MATERIAL FOR THE TASK Start Marker

PR #14464, opened 2020-06-02
Move VersionScannerFlags to VersionReviewerFlags, adding pending_rejection field

### LINKED ISSUE #14462: Add model to track pending version rejection
For https://github.com/mozilla/addons-server/issues/14454 we need a new field to track when a version is pending rejection. Since we have `VersionScannerFlags` already, let's move it to the `versions` app under `VersionReviewerFlags`, and add a `pending_rejection` field to it.

diox:
Fixes #14462


src/olympia/versions/models.py
```diff
@@ -693,6 +693,18 @@ def can_be_disabled_and_deleted(self):
         return True
 
 
+class VersionReviewerFlags(ModelBase):
+    version = models.OneToOneField(
+        Version, primary_key=True, on_delete=models.CASCADE
+    )
+    needs_human_review_by_mad = models.BooleanField(default=False)
+    pending_rejection = models.DateTimeField(default=None, null=True)
+
```
eviljeff, line 702: We'll lose any existing flags in `VersionScannerFlags` - should we either be setting `Meta.db_table` to point to the old table or have a python migration that copies them over?

src/olympia/versions/models.py
```diff
@@ -693,6 +693,18 @@ def can_be_disabled_and_deleted(self):
         return True
 
 
+class VersionReviewerFlags(ModelBase):
+    version = models.OneToOneField(
+        Version, primary_key=True, on_delete=models.CASCADE
+    )
+    needs_human_review_by_mad = models.BooleanField(default=False)
+    pending_rejection = models.DateTimeField(default=None, null=True)
```
eviljeff, line 701: Nothing is actually using this property currently - that's expected?

src/olympia/versions/models.py
```diff
@@ -693,6 +693,18 @@ def can_be_disabled_and_deleted(self):
...
+
+    @property
+    def needs_human_review(self):
```
eviljeff, line 704: not sure I understand the need for the property if we're recreating the entire model - can we just rename the field to `needs_human_review`?

src/olympia/scanners/models.py
```diff
@@ -417,14 +417,3 @@ class Meta(AbstractScannerResult.Meta):
 class ScannerQueryMatch(ModelBase):
     result = models.ForeignKey(ScannerQueryResult, on_delete=models.CASCADE)
     rule = models.ForeignKey(ScannerQueryRule, on_delete=models.CASCADE)
-
-
-class VersionScannerFlags(ModelBase):
```
eviljeff, line 422: followup issue for the migration to drop the model/table plz.

src/olympia/versions/models.py
diox: @willdurand said it's ok to lose the data

src/olympia/versions/models.py
diox: Yes, just adding the model to unblock other work that will take more time to finish.

src/olympia/versions/models.py
diox: I'm not sure we really need it, I'll look into it.

willdurand: The property is likely not used yet but we don't want to rename the field because it needs to be specific. And we'll want to move the `needs_human_review` flag from `Version` to this model instead in the future.

eviljeff: why does it need to be specific?  And if it does, why not just name the field that.  What's the use case for having a field available under two names?

willdurand: I think we can get rid of the property for now, assuming it isnt used (but I think it is not used).

My idea was to use a property to answer the question "does this version need human review?", which can be the case for different reasons, each reason represented by a different field. In some cases, we only want to know whether a version needs human review but in other cases, we want to know if it is caused by mad or another scanner or something else. We're not there yet, so we can remove the property I think

src/olympia/scanners/models.py
diox: https://github.com/mozilla/addons-server/issues/14499

src/olympia/versions/models.py
diox: a8c0d81e654e4bc65766b161ffd2cc9de90d397d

MATERIAL FOR THE TASK End Marker

* **WORK ITEM**
In the lines above, locate the string "migration". Copy every line where it occurs.

* **PROBLEM SOLUTION**
eviljeff, line 702: We'll lose any existing flags in `VersionScannerFlags` - should we either be setting `Meta.db_table` to point to the old table or have a python migration that copies them over?
eviljeff, line 422: followup issue for the migration to drop the model/table plz.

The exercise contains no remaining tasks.